PR #527, opened 2019-08-01
#Fix 514 - Remove usage of harfbuzz 1.7.7+ API

bryphe:
This picks up a change in `reason-fontkit` (https://github.com/revery-ui/reason-fontkit/pull/27) to remove the use of `hb_blob_create_from_file` for better compatibility with system-installed harfbuzz.

In #514  , it seems that issues are at least partially stemming from our use of that API, which isn't available in the 1.7.2-ish version we saw.

It sounds like based on @CrossR 's trial that this fixed the issue (although, there was potential still an error with copying configuration)

Based on conversation in Discord - sounds like this fixes it!


awilkins:
Is there a way to clear the build cache? Have pulled tip of master to try this out (should build on 18.04 now, right?) but still getting the same error, it's coming up so fast it's likely from cached artifacts.

bryphe:
Hmm, if you're building from source - there may be a different error. The build cache should get invalidated when it sees the new dependency for `reason-fontkit` (you can force it by deleting the `_esy` folder at the root of the project, though)!

Would you mind sharing out the error message you are seeing?

awilkins:
Trashed my entire `~/.esy` folder - must have had the desired effect because things taking much longer... to get to the next error :-)

```$ esy build
info esy build 0.5.8 (using package.json)
File "assets/configuration/dune", line 4, characters 8-18:
4 |  (files setup.json configuration.json keybindings.json))
            ^^^^^^^^^^
Error: No rule found for assets/configuration/setup.json
error: command failed: 'refmterr' 'dune' 'build' '-p' 'Oni2' '-j4' (exited with 1)
error: build failed with exit code: 1
  
```

bryphe:
Ah, that's promising! You'll need to run `esy bootstrap` now to fix that error 👍

awilkins:
Huzzah! Built.

```
esy run
```

... as soon as I open a file with syntax highlighting it dies though.

```
$ esy test
error: project is not installed, run `esy install`
  
awilkins@ryoko:~/oni/oni2 (master=)
$ esy install 
info install 0.5.8 (using package.json)
awilkins@ryoko:~/oni/oni2 (master=)
$ esy test
error: project is not installed, run `esy install`
  
```

That seems a bit odd too.

bryphe:
Ah, you'll also need to build the textmate service: https://onivim.github.io/docs/for-developers/building#build-the-textmate-service

(That same doc also has instructions for running tests / benchmarks)

awilkins:
Amazing what you can do when you actually read the docs... can confirm that all builds and runs nicely on Ubuntu 18.04 for me now.

bryphe:
@awilkins - awesome! Glad its working for you 👍

Issue #356, opened 2019-06-25
MacOS: configuration directory isn't automatically created


vincentjorgensen:
commit: 63913658814299af9a1ab6ef511e491e43e5a3c3
OS: MacOS

When starting with `esy run` for the first time, the config directory isn't automatically generated, throwing the following error

```
Error loading configuration file: Failed to copy from /Volumes/Projects/oni2/src/assets/configuration/configuration.json to /Users/vincent/.config/oni2/configuration.json, encountered No such file or directory, whilst calling open with /Volumes/Projects/oni2/src/assets/configuration/configuration.json
```

CrossR:
The configuration directory shouldn't need making at all, its part of the repo (`oni2/assets/configuration`).

Have you run `esy bootstrap`? If you have, its possible the recent changes to the CLI startup have caused an issue where we are looking in the wrong location for that file, since its looking in `oni2/src/assets/` not `oni2/assets/`.

vincentjorgensen:
Per instructions, I ran:
```
git clone https://github.com/onivim/oni2
cd oni2
esy install
esy bootstrap
esy build
cd src/textmate_service
node install.js
npm run build
cd ..
esy run
```

When I created the directory on the command line, the error went away.

CrossR:
Ah!

On the initial run, we copy the bundled config by using `GetExecutingDirectory()` joined with `configuration.json`. However, since you were running from `src`, it looks in there rather than the root of the repo.

We should probably update the build instructions to say to do `npm run build; cd ../..`, and then also actually fix the code to always point to the repo root.

Running `esy run` from `oni2/` works as expected and does copy the config for me, so we just need to make the finding of the root more robust. Perhaps with a `GetGitBaseDirectory()`, not the current directory.

CrossR:
Thinking about this again, what this actually needs is the ability to go from the `default` in the `ConfigurationValues.re` to JSON. That JSON can then be written out using YoJSON after being prettied.

That lets us skip the issue of pulling in configuration from a relative directory, as well as stopping the current issue of a duplication of configuration values (which causes issues like #402 to be more confusing to fix).

The snag with that is we need to translate the property names in `default` to the actual JSON setting name, ie `editorTabSize` -> `editor.tabSize`. Not sure if we could achieve that with the current config parser, so may need an extra one just for the converting of a property name to a JSON field.

tristil:
I'm planning to take a crack at the suggested solution this weekend FYI

PR #546, opened 2019-08-01
Config Generation

### LINKED ISSUE #524: Oni2 cannot copy default config to user folder
When I launch Oni2.exe under windows with -f, it gives me this log:
image
Once I copy configuration.json manually from Oni2 folder to AppData/Local/Oni2, it no longer complains.

### LINKED ISSUE #525: The default config has a comma at the end
configuration.json in Oni2 installation directory looks like this:
```json
{
  "editor.minimap.enabled": true,
  "editor.insertSpaces": false,
  "editor.indentSize": 4,
  "editor.tabSize": 4,
}
```
And I think that comma before closing brace makes it fail to parse it.

### LINKED ISSUE #535: "Open configuration file" does not work/respond
I am working on Win64, with onivim2 Ver.  2.0.2.0
The problem:
While "CTRL+SHIFT+P" does bring up the Preferences option, selecting
Preferences: Open Configuration file
and then hitting either the "Right" key or the "Enter" key leads to no response (the same happens when selecting "Open keybindings file")

Possibly related:
typing
:set
or
:f 
leads to no visible response.

CrossR:
Fixes #524, Fixes #525, Fixes #535.

#356 is a better approach, but is going to take some more time (mainly around the converting from ReasonML names to the JSON names we want ie `workbenchEditorShowTabs` -> `workbench.editor.showTab`).

Generate the config from a string.

To do:

 - [x] Test case to compare the parsed default config against the default configuration object.
 - [x] Tidy up the code (Move the strings to their own file I think would be a bit cleaner).
 - [x] Error handling around where we write the file out.


src/editor/Core/ConfigurationDefaults.re
```diff
@@ -1,3 +1,45 @@
...
+  "editor.renderIndentGuides": true,
+  "editor.highlightActiveIndentGuide": true,
+  "editor.renderWhitespace": "all",
+  "workbench.activityBar.visible": true,
+  "workbench.editor.showTabs": true,
+  "workbench.sideBar.visible": true,
+  "workbench.statusBar.visible": true,
+  "workbench.iconTheme": "vs-seti",
+  "files.exclude": ["_esy", "node_modules"],
+  "editor.zenMode.hideTabs": true
```
CrossR: For now, I've extended this to the full config, mainly to make the test comparison much easier.
It does also make discoverability a little easier whilst the config story is pretty basic.

I can change it to a smaller one if needed though?

src/editor/Core/ConfigurationValues.re
```diff
@@ -57,10 +57,3 @@ let default = {
   filesExclude: ["node_modules", "_esy"],
   zenModeHideTabs: true,
 };
-
-let getBundledConfigPath = () => {
```
CrossR: This wasn't being used anyways.

test/editor/Extensions/TextmateTokenizerTests.re
```diff
@@ -221,7 +221,6 @@ describe("Textmate Service", ({test, _}) => {
 
         switch (tokenizeResult, colorMap^) {
         | (Some(v), Some(cm)) =>
-          Console.error(v.colors);
```
CrossR: Removed this whilst I was running the tests since it was printing whilst the test run. Can undo if its needed to get extra information out during CI?

bryphe: Oh, no, accidentally left this in - thanks for removing it!

src/editor/Core/ConfigurationValues.re
bryphe: Awesome! Thanks for removing it - one less thing to think about 😄

src/editor/Core/ConfigurationDefaults.re
bryphe: This sounds good! We can tweak it down the road, and as you mentioned, it helps discoverability for now.

assets/configuration/dune
```diff
@@ -1,4 +1,4 @@
 (install
  (section bin)
  (package Oni2)
- (files setup.json configuration.json keybindings.json))
```
bryphe: Thanks for handling this for keybindings.json as well - it's great to not have to worry about these files

src/editor/Core/Filesystem.re
```diff
@@ -255,13 +255,21 @@ let copy = (source, dest) =>
   );
 
 let createOniConfiguration = (~configDir, ~file) => {
-  open Utility;
+  let userConfigPath = Utility.join([configDir, file]);
```
bryphe: I can't remember - do we create the `configDir` somewhere? Or do we need to check if that folder exists, and create it here?

PR #562, opened 2019-08-02
fix(defaults): remove duplicate default settings and sort them

benox3:


CrossR:
Thanks for de-duplicating this and fixing it up!

It looks like you are getting a CI failure at the mo since it is failing the parse the config. I think that's due to the final comma in the config causing issues.

src/editor/Core/ConfigurationDefaults.re
```diff
@@ -10,30 +10,26 @@ let getDefaultConfigString = configName =>
...
-  "editor.highlightActiveIndentGuide": true,
   "editor.renderWhitespace": "all",
+  "editor.tabSize": 4,
+  "editor.zenMode.hideTabs": true,
+  "files.exclude": ["_esy", "node_modules"],
   "workbench.activityBar.visible": true,
   "workbench.editor.showTabs": true,
+  "workbench.iconTheme": "vs-seti",
   "workbench.sideBar.visible": true,
   "workbench.statusBar.visible": true,
```
CrossR: The parser we are using doesn't like/we've not set it up to like a trailing comma, so I'm assuming this is what is causing the CI failure.

benox3:
> Thanks for de-duplicating this and fixing it up!
> 
> It looks like you are getting a CI failure at the mo since it is failing the parse the config. I think that's due to the final comma in the config causing issues.

Thanks for the review! Should be fixed now.

bryphe:
Awesome, thank you @benox3 for the contribution (and thanks @CrossR for reviewing!)

PR #569, opened 2019-08-02
Fix #513 - Cursor doesn't keep up with fast typing

### LINKED ISSUE #513: Bug: In the command palette, the cursor can't keep up with fast typing
Hi guys! I just downloaded Onivim2 from the early access portal and wanted to report a bug I noticed. In the command palette, if you type too fast the cursor starts to trail the text.

**Operating System:** Windows

bryphe:
__Issue:__ #513  - when typing quickly in the QuickOpen, the cursor will sometimes lose position. Very annoying!

__Defect:__ The `<Input />` control in Revery updates the the cursor position and text at different frequencies - the text update happens immediately, but the cursor position gets updated based on render frequency (it occurs in the effect hook). 

__Fix:__ I started a fix in Revery in https://github.com/revery-ui/revery/pull/513 , but it was difficult to handle both the uncontrolled and controlled cases. For Onivim's use of the text input, we only need to handle the uncontrolled case (which is simpler), so I'm vendoring the text input control to implement the uncontrolled case, and handle both cursor position and text together in the reducer.


tcoopman:
If fixing both controlled and uncontrolled inputs is making them too complex, couldn't you explicitly split them in 2 components?

bryphe:
@tcoopman - I'd be OK with splitting them in two components!

Most of the complexity is in the controlled component (the uncontrolled, which we use in Onivim 2, is the simpler strategy code-wise). The problem with the controlled component is there is some degree of synchronization logic needed.

Since we don't need the controlled component for Onivim 2 - I'm going to hold off on that piece of the implementation so I can focus on some of the other main blockers that have come up.

PR #572, opened 2019-08-02
Fix #506 - Part 1 - Insert-mode paste

### LINKED ISSUE #506: Clipboard Integration
We should have a sane, simple, out-of-box interaction with clipboard. Right now, there is no clipboard interaction at all, which is pretty broken.

My proposal would be the following (similar to what we had in Onivim 1):

- __Insert Mode__ + `Control+V`/`Command+V`- paste from clipboard as if typed
- ~~__Normal Mode__ + `Control+V`/`Command+V` - paste from clipboard as if entering insert mode and running `Control+V`, and return to normal mode with cursor at the end of the text~~ 
-~~ __Visual Mode__ + `Control+C`/`Command+C` copy visual selection to clipboard, and exit visual mode.~~

I think this would be a reasonable start to unblock simple cases.

We should also wire up the `"+` register to pull from the system clipboard by setting up a callback in `libvim`.

bryphe:
Part 1 of #506 

This implements the insert-mode paste gesture:
- Add a bindable command: `editor.action.clipboardPasteAction`
- Implement the command in `VimStoreConnector`
- Plumb through the glfwGetClipboardString API from `Oni2_editor` -> `StoreThread` -> `VimStoreConnector`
________
#### What the exercise asks
Everything from the first line of the entries above through the line with "version we saw." is to be reproduced exactly, and nothing else.

#### Response area
PR #527, opened 2019-08-01
#Fix 514 - Remove usage of harfbuzz 1.7.7+ API

bryphe:
This picks up a change in `reason-fontkit` (https://github.com/revery-ui/reason-fontkit/pull/27) to remove the use of `hb_blob_create_from_file` for better compatibility with system-installed harfbuzz.

In #514  , it seems that issues are at least partially stemming from our use of that API, which isn't available in the 1.7.2-ish version we saw.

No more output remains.